U.S. President Barack Obama unveiled strict new rules on on the size and scope of the financial industry Thursday, a move that the industry is strongly against.

Obama called for new restrictions on the operations of banks and other financial institutions to rein in excessive risk taking and protect taxpayers.

Obama said that he, and his economic team, will work with Congress “to ensure that no bank or financial institution that contains a bank will own, invest in or sponsor a hedge fund or a private equity fund, or proprietary trading operations unrelated to serving customers for its own profit.”

He also announced a new proposal to limit consolidation of the financial sector, that aims to, “place broader limits on the excessive growth of the market share of liabilities at the largest financial firms, to supplement existing caps on the market share of deposits.”

The move comes amid bank earnings season, which has seen some firms report record profits, accompanied by huge compensation rewards, just a year after the system was near collapse and required a taxpayer-funded rescue. Obama has already proposed a tax on the country’s biggest banks designed to recoup the cost of the bailout over the next 10 years. This has been met by criticism that he isn’t doing enough to change the industry’s ways to avoid a recurrence of the crisis.

“While the financial system is far stronger today than it was a year one year ago, it is still operating under the exact same rules that led to its near collapse,” said Obama.

“My resolve to reform the system is only strengthened when I see a return to old practices at some of the very firms fighting reform; and when I see record profits at some of the very firms claiming that they cannot lend more to small business, cannot keep credit card rates low, and cannot refund taxpayers for the bailout. It is exactly this kind of irresponsibility that makes clear reform is necessary.”

Obama made the announcement of these new proposals along with the former head of the Federal Reserve Board, Paul Volcker, former chairman of the Securities and Exchange Commission, Bill Donaldson, and the heads of the Congressional committees that deal with financial services regulation (Barney Frank, chair of the House Financial Services Committee, and Chris Dodd, chairman of the Senate Banking Committee).

In the coming weeks, they will work to craft a financial reform bill “that puts in place common sense rules of the road and robust safeguards for the benefit of consumers, closes loopholes, and ends the mentality of ‘too big to fail’, it said.

Financial industry lobby groups immediately reacted negatively to the news. The Financial Services Roundtable said it shares the goals of promoting responsible lending, creating jobs and promoting a stronger economy, and it supports reforms that will strengthen the financial system, help avoid another financial crisis, and promote good risk-management practices.

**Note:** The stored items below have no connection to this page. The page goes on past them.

PR #1657, opened 2020-02-20
Fix bucket creation utility function

enrico-usai:
From now the `generate_random_bucket_name` function will raise the `ClientError` exception in each case and it is up to the caller to manage the different cases.

The function is only used to create the internal s3 bucket used for the awsbatch scheduler.

Since the awsbatch bucket is removed a cluster deletion time I removed the condition to skip the `BucketAlreadyOwnedByYou` exception, because we need to be sure that the bucket belongs to a specific cluster and is not a bucket previously created, already owned by the user.

Then I split the `try` blocks for the cluster creation and the resource artifacts upload, because it can happen that the bucket creation fails and the code in the catch block was trying to delete a nonexistent bucket.

Changed the log level to `CRITICAL`.

Refactored batch bucket creation function to be more testable:
* Moved bucket name generation in a separate function: `generate_random_bucket_name`.
* Moved resources folder discovery into the `create_bucket_with_batch_resources` function.

Added unit test for: 
* `generate_random_bucket_name`,
* `create_s3_bucket` 
* `create_bucket_with_batch_resources`

### DIFF
--- a/cli/pcluster/commands.py
+++ b/cli/pcluster/commands.py
@@ -20,9 +20,7 @@ import datetime
 import json
 import logging
 import os
-import random
 import shlex
-import string
 import subprocess as sub
 import sys
 import tarfile
@@ -48,20 +46,29 @@ else:
 LOGGER = logging.getLogger(__name__)
 
 
-def _create_bucket_with_batch_resources(stack_name, resources_dir, region):
-    random_string = "".join(random.choice(string.ascii_lowercase + string.digits) for _ in range(16))
-    # bucket names must be at least 3 and no more than 63 characters long
-    s3_bucket_name = "-".join([stack_name.lower()[: 63 - len(random_string) - 1], random_string])
+def _create_bucket_with_batch_resources(stack_name, region):
+    """
+    Create a bucket associated to the given stack and upload batch resources.
+
+    Returns the bucket name if both creation and upload succeed.
+    """
+    batch_resources = pkg_resources.resource_filename(__name__, "resources/batch")
+    s3_bucket_name = utils.generate_random_bucket_name(stack_name)
+    LOGGER.debug("Creating S3 bucket for AWS Batch resources, named %s", s3_bucket_name)
 
     try:
-        utils.create_s3_bucket(bucket_name=s3_bucket_name, region=region)
-        utils.upload_resources_artifacts(bucket_name=s3_bucket_name, root=resources_dir)
-    except boto3.client("s3").exceptions.BucketAlreadyExists:
-        LOGGER.error("Bucket %s already exists. Please retry cluster creation.", s3_bucket_name)
+        utils.create_s3_bucket(s3_bucket_name, region)
+    except ClientError:
+        LOGGER.error("Unable to create S3 bucket %s.", s3_bucket_name)
         raise
+
+    try:
+        utils.upload_resources_artifacts(s3_bucket_name, root=batch_resources)
     except Exception:
-        utils.delete_s3_bucket(bucket_name=s3_bucket_name)
+        LOGGER.error("Unable to upload AWS Batch resources to the S3 bucket %s.", s3_bucket_name)
+        utils.delete_s3_bucket(s3_bucket_name)
         raise
+
     return s3_bucket_name
 
 
@@ -91,18 +98,15 @@ def create(args):  # noqa: C901 FIXME!!!
 
     _check_for_updates(pcluster_config)
 
-    batch_temporary_bucket = None
+    batch_bucket_name = None
     try:
         cfn_client = boto3.client("cloudformation")
         stack_name = utils.get_stack_name(args.cluster_name)
 
         # If scheduler is awsbatch create bucket with resources
         if cluster_section.get_param_value("scheduler") == "awsbatch":
-            batch_resources = pkg_resources.resource_filename(__name__, "resources/batch")
-            batch_temporary_bucket = _create_bucket_with_batch_resources(
-                stack_name=stack_name, resources_dir=batch_resources, region=pcluster_config.region
-            )
-            cfn_params["ResourcesS3Bucket"] = batch_temporary_bucket
+            batch_bucket_name = _create_bucket_with_batch_resources(stack_name, pcluster_config.region)
+            cfn_params["ResourcesS3Bucket"] = batch_bucket_name
 
         LOGGER.info("Creating stack named: %s", stack_name)
         LOGGER.debug(cfn_params)
@@ -144,22 +148,21 @@ def create(args):  # noqa: C901 FIXME!!!
     except ClientError as e:
         LOGGER.critical(e.response.get("Error").get("Message"))
         sys.stdout.flush()
-        if batch_temporary_bucket:
-            utils.delete_s3_bucket(bucket_name=batch_temporary_bucket)
+        if batch_bucket_name:
+            utils.delete_s3_bucket(batch_bucket_name)
         sys.exit(1)
     except KeyboardInterrupt:
         LOGGER.info("\nExiting...")
         sys.exit(0)
     except KeyError as e:
-        LOGGER.critical("ERROR: KeyError - reason:")
-        LOGGER.critical(e)
-        if batch_temporary_bucket:
-            utils.delete_s3_bucket(bucket_name=batch_temporary_bucket)
+        LOGGER.critical("ERROR: KeyError - reason:\n%s", e)
+        if batch_bucket_name:
+            utils.delete_s3_bucket(batch_bucket_name)
         sys.exit(1)
     except Exception as e:
         LOGGER.critical(e)
-        if batch_temporary_bucket:
-            utils.delete_s3_bucket(bucket_name=batch_temporary_bucket)
+        if batch_bucket_name:
+            utils.delete_s3_bucket(batch_bucket_name)
         sys.exit(1)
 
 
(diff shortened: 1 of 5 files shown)


tilne:
Worth adding unit tests?

cli/pcluster/utils.py
```diff
@@ -105,22 +107,31 @@ def paginate_boto3(method, **kwargs):
             yield result
 
 
+def generate_random_bucket_name(bucket_name_prefix):
+    """
+    Generate a random bucket name, with the given prefix.
+
+    Bucket name must be at least 3 and no more than 63 characters long.
+    """
+    random_string = "".join(random.choice(string.ascii_lowercase + string.digits) for _ in range(16))
```
ddeidda: Could you please add a small comment / example of generated bucket name? Is this mechanism safe enough to avoid name collisions?

cli/pcluster/commands.py
```diff
@@ -48,21 +46,24 @@
...
-    except boto3.client("s3").exceptions.BucketAlreadyExists:
-        LOGGER.error("Bucket %s already exists. Please retry cluster creation.", s3_bucket_name)
+    except ClientError:
+        LOGGER.critical("Unable to create internal bucket %s. Please retry cluster creation.", s3_bucket_name)
         raise
+
+    try:
+        utils.upload_resources_artifacts(bucket_name=s3_bucket_name, root=resources_dir)
     except Exception:
         utils.delete_s3_bucket(bucket_name=s3_bucket_name)
```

But, Steve Bartlett, president and CEO for the Roundtable, said, “The Administration’s new proposal is inconsistent with achieving these goals. The proposal will restrict lending, increase risk, decrease stability in the system, and limit our ability to help create jobs.”

The Securities Industry and Financial Markets Association also released a statement in response. “As we have said many times, our industry agrees with president Obama on the need for responsible reforms that end ‘too big to fail’ and protect against systemic risk,” said SIFMA’s president and CEO, Tim Ryan.

“Like the president proposed last year, we continue to believe the best way of achieving those goals is to establish a tough, competent and accountable systemic risk regulator. We believe providing for strengthened regulatory oversight and flexibility like that originally proposed by the Administration, as opposed to arbitrary restrictions on growth and activities, is a more effective way of mitigating systemic risk and ending ‘too big to fail’.”
Apart from these new proposals, the federal banking regulators (the Fed, the Office of the Comptroller of the Currency, the Federal Deposit Insurance Corporation, and the Office of Thrift Supervision) announced the final risk-based capital rule related to the Financial Accounting Standards Board’s adoption of new accounting standards that make substantive changes to how banks account for many items, including securitized assets, that had been previously excluded from these organizations’ balance sheets.

@page_break@Banking organizations affected by the new accounting standards generally will be subject to higher risk-based regulatory capital requirements, they noted, adding that the rule “better aligns risk-based capital requirements with the actual risks of certain exposures. It also provides an optional phase-in for four quarters of the impact on risk-weighted assets and tier 2 capital resulting from a banking organization’s implementation of the new accounting standards.”

The final rule will take effect 60 days after publication in the Federal Register, which is expected shortly.